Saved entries
◇ ◇ ◇

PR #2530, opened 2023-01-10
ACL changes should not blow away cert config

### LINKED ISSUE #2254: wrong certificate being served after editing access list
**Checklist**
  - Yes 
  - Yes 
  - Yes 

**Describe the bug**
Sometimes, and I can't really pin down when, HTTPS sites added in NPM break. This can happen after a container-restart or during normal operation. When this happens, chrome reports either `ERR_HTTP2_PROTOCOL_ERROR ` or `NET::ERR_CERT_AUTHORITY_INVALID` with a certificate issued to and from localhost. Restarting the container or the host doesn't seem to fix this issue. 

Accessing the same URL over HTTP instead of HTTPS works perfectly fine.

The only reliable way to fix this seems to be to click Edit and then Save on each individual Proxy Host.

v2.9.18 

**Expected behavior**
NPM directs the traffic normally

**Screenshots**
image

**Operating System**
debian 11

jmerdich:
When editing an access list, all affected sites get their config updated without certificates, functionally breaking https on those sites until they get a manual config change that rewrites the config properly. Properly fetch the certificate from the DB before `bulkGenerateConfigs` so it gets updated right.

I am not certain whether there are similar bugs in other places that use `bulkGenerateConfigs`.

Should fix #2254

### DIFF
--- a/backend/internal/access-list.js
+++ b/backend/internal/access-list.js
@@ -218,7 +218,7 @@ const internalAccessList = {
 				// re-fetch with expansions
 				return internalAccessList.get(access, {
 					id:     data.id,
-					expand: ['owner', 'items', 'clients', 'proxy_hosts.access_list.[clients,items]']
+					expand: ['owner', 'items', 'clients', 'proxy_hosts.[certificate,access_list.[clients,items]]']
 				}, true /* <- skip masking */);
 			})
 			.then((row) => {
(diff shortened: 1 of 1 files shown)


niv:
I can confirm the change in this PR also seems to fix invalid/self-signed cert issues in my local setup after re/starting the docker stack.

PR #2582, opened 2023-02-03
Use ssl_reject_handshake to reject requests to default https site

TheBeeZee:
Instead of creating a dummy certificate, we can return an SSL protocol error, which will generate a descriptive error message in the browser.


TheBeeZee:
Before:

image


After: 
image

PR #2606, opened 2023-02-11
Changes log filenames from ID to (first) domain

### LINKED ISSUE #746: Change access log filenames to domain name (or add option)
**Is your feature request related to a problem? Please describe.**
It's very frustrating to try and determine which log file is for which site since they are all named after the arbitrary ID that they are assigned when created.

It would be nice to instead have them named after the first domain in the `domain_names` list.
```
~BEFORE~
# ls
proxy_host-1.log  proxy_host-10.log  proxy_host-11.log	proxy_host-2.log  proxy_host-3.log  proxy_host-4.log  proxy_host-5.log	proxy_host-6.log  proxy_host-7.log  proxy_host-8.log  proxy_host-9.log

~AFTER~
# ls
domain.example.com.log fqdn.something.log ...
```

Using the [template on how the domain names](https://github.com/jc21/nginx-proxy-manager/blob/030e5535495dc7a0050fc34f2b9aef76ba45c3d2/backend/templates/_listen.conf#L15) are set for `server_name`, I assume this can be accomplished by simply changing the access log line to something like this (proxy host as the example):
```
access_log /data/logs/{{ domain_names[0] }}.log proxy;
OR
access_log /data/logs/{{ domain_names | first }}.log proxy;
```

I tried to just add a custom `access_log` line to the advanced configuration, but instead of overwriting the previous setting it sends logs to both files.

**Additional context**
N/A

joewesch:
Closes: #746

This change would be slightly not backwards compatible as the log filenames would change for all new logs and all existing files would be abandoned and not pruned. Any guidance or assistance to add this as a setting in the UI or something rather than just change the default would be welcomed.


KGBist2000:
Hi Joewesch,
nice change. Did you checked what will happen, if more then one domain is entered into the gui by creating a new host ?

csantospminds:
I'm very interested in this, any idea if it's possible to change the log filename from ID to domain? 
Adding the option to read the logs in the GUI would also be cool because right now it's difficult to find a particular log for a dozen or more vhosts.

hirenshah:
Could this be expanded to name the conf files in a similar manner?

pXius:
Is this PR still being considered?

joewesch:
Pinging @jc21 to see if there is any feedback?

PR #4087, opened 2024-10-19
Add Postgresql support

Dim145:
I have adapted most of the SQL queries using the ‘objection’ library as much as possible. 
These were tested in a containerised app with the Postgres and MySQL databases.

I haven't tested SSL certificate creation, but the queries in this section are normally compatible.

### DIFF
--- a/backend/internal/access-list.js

◇ ◇ ◇

What is being asked - Search the records for the word "nice". Copy every line that has it.

Solved exercise -
It would be nice to instead have them named after the first domain in the `domain_names` list.
nice change. Did you checked what will happen, if more then one domain is entered into the gui by creating a new host ?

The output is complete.